Kata orang, itu inner beauty. Tapi aku tak setuju. Cewe manis, selain inner beauty juga pandai berdandan meski bukan pesolek. Jadi, istilah inner beauty bukan untuk melupakan tampilan fisik. Istilah inner beauty bukan untuk mengganti kata ‘tidak manis’. Inner beauty bukan pelarian citra dari cewe-cewe yang tidak dipilih publik. Sebab, inner beauty pasti berbanding lurus dengan kemampuan si cewe untuk me-manage dirinya.

Semisal yang aku dapat selama ini, dan membuatku berkesimpulan rigid bahwa cewe-cewe Pabelan itu manis. Sumpah!!! Aku putar argumenku. Cewe manis dapat membuat semua persoalan sulit menjadi lebih santai, kekhawatiran melunak menjadi soft, dan kekagetan bisa berbalik menjadi kejutan yang dapat membangun spirit untuk maju. Ia dapat menyiasati keapaadaannya dengan kecerdasannya. Hingga ia punya cara sendiri untuk tak minder di depan realitas apa pun. Ia sederhana tapi menarik. Ia tak perlu kelihatan dominan, tapi ia sangat penting.
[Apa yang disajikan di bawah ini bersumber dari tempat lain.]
PR #179, opened 2021-03-06
build: Docker optimizations

TheCatLady:
This PR makes some small optimizations to our Docker image and reduces the image size by ~10 MB.  Further optimization is possible but I just wanted to take care of some of the easy things in this PR :)

- set `ENV DEBIAN_FRONTEND=noninteractive` (has the advantage of persisting in the Docker image after build)
- add `--no-install-recommends` in the second build stage to minimize the number of unnecessary packages installed
- ~~add `localedef -i en_US -c -f UTF-8 -A /usr/share/locale/locale.alias en_US.UTF-8` to fix the locale gen error~~
- use `curl` to fetch `steamcmd_linux.tar.gz` instead of `COPY`, since `COPY` creates another layer in the final image (when `/tmp` is deleted later, it can't remove stuff from other layers, so currently this tarball is actually present in the final image, albeit hidden)
- consolidate `COPY` commands to reduce number of layers in built image
- remove `VOLUME ["/config", "/opt/valheim"]`, as it is not necessary and only creates an anonymous volume if a volume for `/config` is not defined on container creation
- remove `ENV TZ=Etc/UTC`, since UTC is the default time zone in Docker containers anyway

### DIFF
--- a/Dockerfile
+++ b/Dockerfile
@@ -59,7 +59,6 @@ RUN dpkg --add-architecture i386 \
         jq \
         python3-minimal \
         python3-pkg-resources \
-    && localedef -i en_US -c -f UTF-8 -A /usr/share/locale/locale.alias en_US.UTF-8 \
     && echo 'LANG="en_US.UTF-8"' > /etc/default/locale \
     && echo "en_US.UTF-8 UTF-8" >> /etc/locale.gen \
     && ln -s /usr/local/bin/busybox /usr/local/sbin/syslogd \
--- a/Dockerfile
+++ b/Dockerfile
@@ -1,8 +1,9 @@
 FROM debian:stable-slim as build-env
+ENV DEBIAN_FRONTEND=noninteractive
 ARG TESTS
 RUN apt-get update
-RUN DEBIAN_FRONTEND=noninteractive apt-get -y install apt-utils
-RUN DEBIAN_FRONTEND=noninteractive apt-get install -y build-essential curl python3 python3-pip shellcheck
+RUN apt-get -y install apt-utils
+RUN apt-get -y install build-essential curl python3 python3-pip shellcheck
 WORKDIR /build/busybox
 RUN curl -L -o /tmp/busybox.tar.bz2 https://busybox.net/downloads/busybox-1.32.1.tar.bz2
 RUN tar xjvf /tmp/busybox.tar.bz2 --strip-components=1 -C /build/busybox
@@ -20,6 +21,7 @@ COPY contrib/* /usr/local/share/valheim/contrib/
 RUN if [ "${TESTS:-true}" = true ]; then shellcheck -a -x -s bash -e SC2034 /usr/local/sbin/bootstrap /usr/local/bin/valheim-* /usr/local/share/valheim/contrib/*.sh; fi
 
 FROM debian:stable-slim
+ENV DEBIAN_FRONTEND=noninteractive
 COPY --from=build-env /build/busybox/_install/bin/busybox /usr/local/bin/busybox
 COPY --from=build-env /build/vpenvconf/dist/vpenvconf-*.linux-x86_64.tar.gz /tmp/vpenvconf.tar.gz
 COPY bootstrap /usr/local/sbin/
@@ -27,12 +29,11 @@ COPY valheim-* /usr/local/bin/
 COPY defaults /usr/local/etc/valheim/
 COPY common /usr/local/etc/valheim/
 COPY contrib/* /usr/local/share/valheim/contrib/
-ADD https://steamcdn-a.akamaihd.net/client/installer/steamcmd_linux.tar.gz /tmp/
 RUN dpkg --add-architecture i386 \
     && apt-get update \
-    && DEBIAN_FRONTEND=noninteractive apt-get -y install apt-utils \
-    && DEBIAN_FRONTEND=noninteractive apt-get -y dist-upgrade \
-    && DEBIAN_FRONTEND=noninteractive apt-get -y install \
+    && apt-get -y install --no-install-recommends apt-utils \
+    && apt-get -y dist-upgrade \
+    && apt-get -y install --no-install-recommends \
         libc6-dev \
         lib32gcc1 \
         libsdl2-2.0-0 \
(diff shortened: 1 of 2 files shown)


Dockerfile
```diff
@@ -97,8 +100,6 @@ RUN dpkg --add-architecture i386 \
     && rm -rf /var/lib/apt/lists/* /tmp/* /var/tmp/*
 COPY supervisord.conf /etc/supervisor/supervisord.conf
 
-ENV TZ=Etc/UTC
```
lloesche, line 100:
```
lukas@MACROMI:~$ docker run --rm -it debian:stable-slim /bin/bash
root@390ed9c45055:/# echo $TZ

root@390ed9c45055:/#
```

lloesche: Without this supervisor can not query the TZ env var unless the user has explicitly specified it.
https://www.gnu.org/software/libc/manual/html_node/TZ-Variable.html

All the scripts are fine as they will get it from `defaults` but supervisor isn't.

lloesche: Actually, now that we have the new `bootstrap` script and supervisord is no longer the entrypoint we could get it from `defaults` before the supervisor `exec`. I'm fine with either.

lloesche (changes requested):
All looks good except for the `TZ` thing. Without it supervisord and esp. `crond` will use whatever is the libc's default. Which on Debian might be UTC but I like to be explicit.

Dockerfile
TheCatLady: @lloesche Yeah I think it's best to not define that here in the Dockerfile.  How would we add it to the `bootstrap` script?  Would `export TZ="$TZ"` before the `exec` work?  (This is a bit out of my wheelhouse 😛)

lloesche: Just `export TZ` right before the exec is enough since the value is already imported on line 5.

TheCatLady:
Also just want to make a note here that we still currently have `vpenvconf.tar.gz` in the final built image, even though it is hidden since it was `rm`'d in the layer created by the `RUN` command.  I wasn't sure about the best way to handle that so I didn't touch it in this PR.

TheCatLady:
> Also just want to make a note here that we still currently have `vpenvconf.tar.gz` in the final built image, even though it is hidden since it was `rm`'d in the layer created by the `RUN` command (similar to `steamcmd_linux.tar.gz` before). I wasn't sure about the best way to handle that so I didn't touch it in this PR.

Actually... let me try to fix that in this PR.  I have an idea that would further reduce the number of image layers in our final built image.

lloesche:
Do we have a list of the packages we no longer have through `--no-install-recommends`? I just wanna make sure there was nothing that we implicitly used because I might have thought it is part of the base image when really it came through a recommends.

Also would be handy if I could `docker pull http://ghcr.io/lloesche/valheim-server:PR179` to test these changes before merging. From reading the changes I'm pretty confident that they are fine, but on my local system I can usually run a few test containers, connect with a client, etc.

TheCatLady:
> Do we have a list of the packages we no longer have through `--no-install-recommends`? I just wanna make sure there was nothing that we implicitly used because I might have thought it is part of the base image when really it came through a recommends.

I don't, but I did build and deploy my changes locally, and hubby and his friends haven't complained that I broke anything yet lol.  The only thing I can think of is that we don't use Valheim Plus, so I wasn't able to test that.

> Also would be handy if I could `docker pull http://ghcr.io/lloesche/valheim-server:PR179` to test these changes before merging. From reading the changes I'm pretty confident that they are fine, but on my local system I can usually run a few test containers, connect with a client, etc.

The best way to do that sort of testing is to pull the changes and build it locally.  GHCR doesn't currently have a way to allow automated deletion of images, so it's not advisable to build and push on every PR commit.

lloesche:
> The best way to do that sort of testing is to pull the changes and build it locally

yea but, you know... why do what a computer can do for me 🙂

TheCatLady:
> yea but, you know... why do what a computer can do for me 🙂

If you'd like, a better option is to publish PR images under a different name (like `lloesche/valheim-server-test`), and leave that package as private.  We can definitely tag images with the PR number, I just don't think it's wise to have those tags published under the main package since it'd be visible to everyone and cleanup of images from merged/closed PRs would need to be done manually.

lloesche:
> Also just want to make a note here that we still currently have `vpenvconf.tar.gz` in the final built image

That's like few kb or so. Nothing to lose sleep over.

Dockerfile
```diff
@@ -52,6 +53,7 @@ RUN dpkg --add-architecture i386 \
         jq \
         python3-minimal \
         python3-pkg-resources \
+    && localedef -i en_US -c -f UTF-8 -A /usr/share/locale/locale.alias en_US.UTF-8 \
```
lloesche, line 56: What error are we talking about? For me locale-gen just produces:
```
Generating locales (this might take a while)...
  en_US.UTF-8... done
Generation complete.
```
and that's it?

TheCatLady: It was failing when I built the image locally.  I'll switch my local repo back to the `main` branch and build to locate the exact error message once I finish testing my latest changes.

lloesche:
> cleanup of images from merged/closed PRs would need to be done manually

So there's no way to have an action run whenever a PR is merged and have the number of the just merged PR handed to that action? I mean that's all the information required to delete the image that was created for that PR, right?
I could just build something for that and run it on Travis but I can't imagine Github can't do that. But then I have zero experience with GH Actions.

TheCatLady:
> So there's no way to have an action run whenever a PR is merged and have the number of the just merged PR handed to that action? I mean that's all the information required to delete the image that was created for that PR, right?
> I could just build something for that and run it on Travis but I can't imagine Github can't do that. But then I have zero experience with GH Actions.

Unfortunately GHCR is still relatively new, and doesn't support that yet.  The only way to delete GHCR images is to do so manually AFAIK.

Dockerfile
lloesche: Ok let me know. Because all `locale-gen` is doing is calling `localedef` so we only need the one or the other. But as far as I can tell it's already good. There used to be a locale error in a very very old version, like three weeks back or so.

lloesche: Oh could it be that you executed commands before `locale-gen`? That's when you would see errors because the locale doesn't exist yet.

TheCatLady: Huh I can't seem to repro this anymore (was seeing it consistently earlier somehow??).  I'll remove this change for now and just keep an eye out to see if it happens again.

lloesche (approved):
Thank you, LGTM 🚢 👍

Dan yang jelas, ia pendamba dan pelaku konsistensi. Ya, ia sangat loyal alias setia.

Nah untuk batasan cewe cantik, aku pasti akan lebih sensitif. Cewe model ini sangat gampang mengubah-ubah persepsiku atasnya. Terkadang, aku menilainya cakep. Di saat lain, aku mengiranya dia manis. Dan satu waktu, aku terkagum-kagum dengan semua hal yang ada di dirinya. Ia enak dilihat, smart, peduli, juga seksi. Yang paling penting, di luar semua kualifikasi itu, aku pasti akan banyak berpikir tentang beberapa hal di dirinya yang aku sendiri masih belum bisa merasionalisasikannya. Ya, spechless!!

Ia tampak berbeda. Ia terkesan menentang arah kebanyakan, dengan caranya sendiri. Ia selalu kelihatan dinamis. Ia bisa berkorban. Ia pantang surut. Ia tak merendahkan. Ia pendukung tangguh. Ia penyabar ulung. Ia mengerti. Ia….

Oke, aku menyerah. Frida Lidwina itu cantik.